Como o Deus da Bíblia é diferente do “deus” moderno!
O Deus da Escritura é Todo-Poderoso

Ele é aquele que fala e é feito; que ordena e há prontidão. Ele é Aquele para quem “
todas as coisas são possíveis” e “faz todas as cousas segundo o conselho da sua vontade” (Efésios 1:1)…

O Deus da Escritura é infinito em sabedoria

Nenhum segredo pode ser escondido dEle, nenhum problema pode confundi-Lo, nada é difícil demais para Ele. Deus é onisciente – “
Grande é o Senhor nosso e mui poderoso; o seu entendimento não se pode medir” (Salmos 147:5). Portanto se diz, “Não se pode esquadrinhar o seu entendimento” (Isaías 40:28). Daí a razão porque numa revelação dEle nós esperamos encontrar verdades que transcendem o alcance da mente da criatura, e, portanto, é evidente a tolice presunçosa e a impiedade daqueles que não passam de “pó e cinza” ao tentarem pronunciar a racionalidade ou irracionalidade das doutrinas que estão acima da razão!

O Deus da Escritura é infinito em santidade

O “único Deus verdadeiro” é aquele que odeia o pecado com uma perfeita repulsa, e cuja natureza eternamente se inflama contra ele. Ele é Aquele que contemplou a impiedade dos antediluvianos e que abriu as janelas do céu derramando o dilúvio da Sua justa indignação. Ele é Aquele que fez chover fogo e enxofre sobre Sodoma e Gomorra e destruiu completamente aquelas cidades da planície. Ele é Aquele que enviou pragas ao Edito, e destruiu seu orgulhoso monarca juntamente com seus exércitos no Mar Vermelho. Deus é tão santo e tal é o antagonismo da Sua natureza para com o mal que, por um pecado, Ele baniu nossos pais do Éden; por um pecado Ele amaldiçoou a posteridade de Cão; por um pecado Ele transformou a esposa de Ló numa coluna de sal; por um pecado Ele enviou fogo e devorou os filhos de Araõ; por um pecado Moisés morreu no deserto; por um pecado Acã e sua família foram todos apedrejados até à morte; por um pecado o servo de Elias foi ferido com lepra.
Contemplem, portanto, não somente a bondade, mas também “a severidade de Deus” (Romanos 11:22). E este é o Deus com quem todo aquele que rejeita a Cristo tem que se encontrar no julgamento!

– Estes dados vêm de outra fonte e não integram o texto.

PR #4096, opened 2020-09-04
[onert] Move wrong param axis of Split to inputs

ragmani:
For issue #4053

This commit moves wrong param axis of Split to inputs.


hyunsik-yoon (dismissed):
It would be better if we have test cases for these ops (e.g., split, argmax, etc) when axis is not a const.

ragmani:
> It would be better if we have test cases for these ops (e.g., split, argmax, etc) when axis is not a const.

Okay, I will add test cases.

hyunsik-yoon (approved):
LGTM :-)

wateret (approved):
LGTM

PR #4101, opened 2020-09-07
[luci] Propagate concat qparam during quantization

jinevening:
This changes PropagateConcatenationQparamPass to a function inside QuantizeWithMinMaxPass

  - To guarantee the validity of graph before/after applying Pass

---
Related to #4004


jinevening:
This is refactoring of #4064 and #4085.

[This comment](https://github.com/Samsung/ONE/pull/4064#discussion_r483361713) is the reason for the refactoring.

seanshpark (dismissed):
LGTM

compiler/luci/pass/src/QuantizeWithMinMaxPass.cpp
```diff
@@ -516,6 +559,74 @@ struct QuantizeWeights final : public luci::CircleNodeMutableVisitor<bool>
...
+    if (succs.size() != 1)
+      continue;
+
+    assert(succs.find(concat) != succs.end());
+
+    // Quantize constant values
+    if (node->opcode() == luci::CircleOpcode::CIRCLECONST)
+    {
+      luci::CircleConst *const_node = loco::must_cast<luci::CircleConst *>(node);
+      assert(const_node->dtype() == loco::DataType::FLOAT32);
```
s-barannikov, line 609: Looks redundant in the view of the check on the next line. It could also break a negative test in debug mode (if it relies on throwing an exception).

s-barannikov (approved):
LGTM

compiler/luci/pass/src/QuantizeWithMinMaxPass.cpp
seanshpark: I'll wait for this before merge...

jinevening: > It could also break a negative test in debug mode

@s-barannikov  Agreed. I've removed the check. PTAL

seanshpark (approved):
LGTM

s-barannikov (approved):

O Deus da Escritura tem uma vontade que é irresistível

O homem fala e se orgulha da sua vontade, mas Deus também tem uma vontade! Os homens tiveram uma vontade nas planícies de Sinear e a dedicaram a construir uma torre cujo topo alcançasse o céu, mas em que resultou? Deus também tinha uma vontade, e o esforço cheio de vontade deles resultou em nada. Faraó tinha uma vontade quando ele endureceu seu coração e se recusou a permitir que o povo de Jeová fosse ao deserto e lá O adorasse, mas em que resultou? Deus tinha uma vontade, também, e sendo Todo-Poderoso Sua vontade foi realizada. Balaque tinha uma vontade quando contratou Balaão para vir a amaldiçoar os hebreus, mas de que adiantava? Os cananitas tinham uma vontade quando eles determinaram impedir Israel de ocupar a terra prometida, mas até onde eles foram bem sucedidos? Saul tinha uma vontade quando ele arremessou sua lança contra Davi, mas, ao invés de matar o ungido do Senhor, a lança foi parar na parede.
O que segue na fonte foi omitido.